# AGR INFO



## Rail Freak (Nov 9, 2008)

I understand there are only so many AGR Pt.s seats available on different routes. Is the only way to find out be by calling an agent? How would this affect the H-Room?


----------



## the_traveler (Nov 9, 2008)

The *GREAT* thing about AGR awards is that if there are any seats or rooms available on the train (even if it is the *LAST* seat or room  ), you can get it for an award *AT THE SAME POINT VALUE*! B) It doesn't matter if you book 11 months in advance (at the lowest bucket) or 11 hours in advance (at the highest bucket), as long as even 1 seat or room is available, it's your award and for the same level! 

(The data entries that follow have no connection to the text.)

Issue #1603, opened 2023-11-25
Definition schema showing template specific variables


gitlawr:
**Steps to reproduce**
1. Add a mysql definition
2. Add two rules with k8s-mysql and aws-mysql
3. Save.
4. Check definition schema

**Result**
It contains variables specific to aws
<img width="907" alt="image" src="https://github.com/seal-io/walrus/assets/5697937/c8fe21b9-4536-48f1-a327-0bea7c5f3c7d">

**Environment**
- Walrus version: main

PR #1652, opened 2023-11-30
refactor: generate ui schema for res def

thxCode:
**Problem:**

- keep the keys have the same name, but do not consider the type.
- have not shrunk the range, including description, default, enum, maximum, minimum, and so on.

**Solution:**

shrink the first-level properties of the schemas.

**Related Issue:**
#1603

### DIFF
--- a/pkg/apis/resourcedefinition/helper.go
+++ b/pkg/apis/resourcedefinition/helper.go
@@ -1,0 +1,524 @@
+package resourcedefinition
+
+import (
+	"context"
+	"fmt"
+	"math"
+	"reflect"
+
+	"github.com/getkin/kin-openapi/openapi3"
+	"github.com/tidwall/gjson"
+	"golang.org/x/exp/maps"
+	"golang.org/x/exp/slices"
+	"k8s.io/apimachinery/pkg/util/sets"
+
+	"github.com/seal-io/walrus/pkg/dao/model"
+	"github.com/seal-io/walrus/pkg/dao/model/templateversion"
+	"github.com/seal-io/walrus/pkg/dao/types"
+	"github.com/seal-io/walrus/pkg/dao/types/object"
+	"github.com/seal-io/walrus/pkg/templates/openapi"
+	"github.com/seal-io/walrus/utils/json"
+	"github.com/seal-io/walrus/utils/pointer"
+)
+
+const (
+	variablesSchemaKey = types.VariableSchemaKey
+	outputsSchemaKey   = types.OutputSchemaKey
+
+	originalExtensionKey = openapi.ExtOriginalKey
+)
+
+// generateSchema generates definition schema with inputs/outputs intersection of matching template versions.
+func generateSchema(ctx context.Context, mc model.ClientSet, df *model.ResourceDefinition) error {
+	// Prepare the match rule schemas.
+	var scss []openapi3.Schemas
+	{
+		// Map default variables.
+		defaultsMapping := make(map[object.ID][]byte, len(df.Edges.MatchingRules))
+		for _, mr := range df.Edges.MatchingRules {
+			defaultsMapping[mr.TemplateID] = json.ShouldMarshal(mr.Attributes)
+		}
+
+		// Map schemas.
+		schemasMapping := make(map[object.ID]openapi3.Schemas, len(df.Edges.MatchingRules))
+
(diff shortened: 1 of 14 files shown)


pkg/apis/resourcedefinition/helper.go
```diff
@@ -0,0 +1,528 @@
...
+				if period+1 < len(d) {
+					lv.Description = string(d[:period+1])
+				}
+			} else {
+				var rt string
+				if t := strings.ToLower(lv.Title); t != strs.Pluralize(t) {
+					rt = "Specify the " + t + "."
+				} else {
+					rt = "Specify " + t + "."
+				}
```
gitlawr, line 291: The logic depending the peroid seems fragile. What if the description uses other terminal punctuation like `?/!` or anthing else? Is there a more universal approach, like getting the longest common substring?

pkg/apis/resourcedefinition/helper.go
```diff
@@ -0,0 +1,528 @@
...
+		if (lv.Default != nil && rv.Default == nil) ||
+			(lv.Default != nil && rv.Default != nil && !reflect.DeepEqual(lv.Default, rv.Default)) {
+			lv.Default = nil
+
+			setSchemaRefMutuallyExclusive(lsr, mef)
+		}
+	}
+
+	// Get the optimal range.
+	// If found exclusion case, it falls back to blank range.
```
gitlawr, line 311: The blank range seems invalid, can we remove the property in this case?

pkg/apis/resourcedefinition/helper.go
```diff
@@ -0,0 +1,528 @@
...
+	"github.com/seal-io/walrus/utils/pointer"
+	"github.com/seal-io/walrus/utils/strs"
+)
+
+const (
+	variablesSchemaKey = "variables"
+	outputsSchemaKey   = "outputs"
+
+	originalExtensionKey          = "x-walrus-original"
+	mutuallyExclusiveExtensionKey = "x-walrus-mutually-exclusive"
```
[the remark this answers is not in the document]
thxCode: do not need to be aware of this, but we need a place to record the state during shrinking.

pkg/apis/resourcedefinition/helper.go
thxCode: updated

pkg/apis/resourcedefinition/helper.go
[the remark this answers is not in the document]
thxCode: use a memory notebook to replace this extension key.

gitlawr (dismissed):
LGTM

pkg/apis/resourcedefinition/helper.go
```diff
@@ -0,0 +1,506 @@
...
+	"github.com/seal-io/walrus/pkg/templates/openapi"
+	"github.com/seal-io/walrus/utils/json"
+	"github.com/seal-io/walrus/utils/pointer"
+)
+
+const (
+	variablesSchemaKey = "variables"
+	outputsSchemaKey   = "outputs"
+
+	originalExtensionKey = "x-walrus-original"
```
aiwantaozi, line 28: Can we use the existed extension key?
https://github.com/seal-io/walrus/blob/6200ad68e4725668a3ab4c9f355cd95fe4b37f51/pkg/templates/openapi/ext.go#L89

pkg/apis/resourcedefinition/helper.go
```diff
@@ -0,0 +1,506 @@
...
+	if lv.Format == "" && rv.Format != "" {
+		lv.Format = rv.Format
+	}
+
+	if !lv.WriteOnly && rv.WriteOnly {
+		lv.WriteOnly = rv.WriteOnly
+	}
+
+	// Find the most complete sentence.
+	// If not found, it cleans up the description.
```
aiwantaozi, line 266: Can these logics be refactored into smaller functions? like alignDescription, alignDefault, alignEnum..

thxCode: although we can do this, I wouldn't say I like a lot of little pieces that function everywhere.

the independent functions are usually used for reusing, but alignDescription/alignDefault/... only works in one place.

aiwantaozi (approved):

Case in point: On my recent trip, out of 4 trains that I took westbound, I got the *VERY LAST* room on *2* separate trains - and for no increase in points! B)


----------



## Rail Freak (Nov 9, 2008)

the_traveler said:


> The *GREAT* thing about AGR awards is that if there are any seats or rooms available on the train (even if it is the *LAST* seat or room  ), you can get it for an award *AT THE SAME POINT VALUE*! B) It doesn't matter if you book 11 months in advance (at the lowest bucket) or 11 hours in advance (at the highest bucket), as long as even 1 seat or room is available, it's your award and for the same level!
> Case in point: On my recent trip, out of 4 trains that I took westbound, I got the *VERY LAST* room on *2* separate trains - and for no increase in points! B)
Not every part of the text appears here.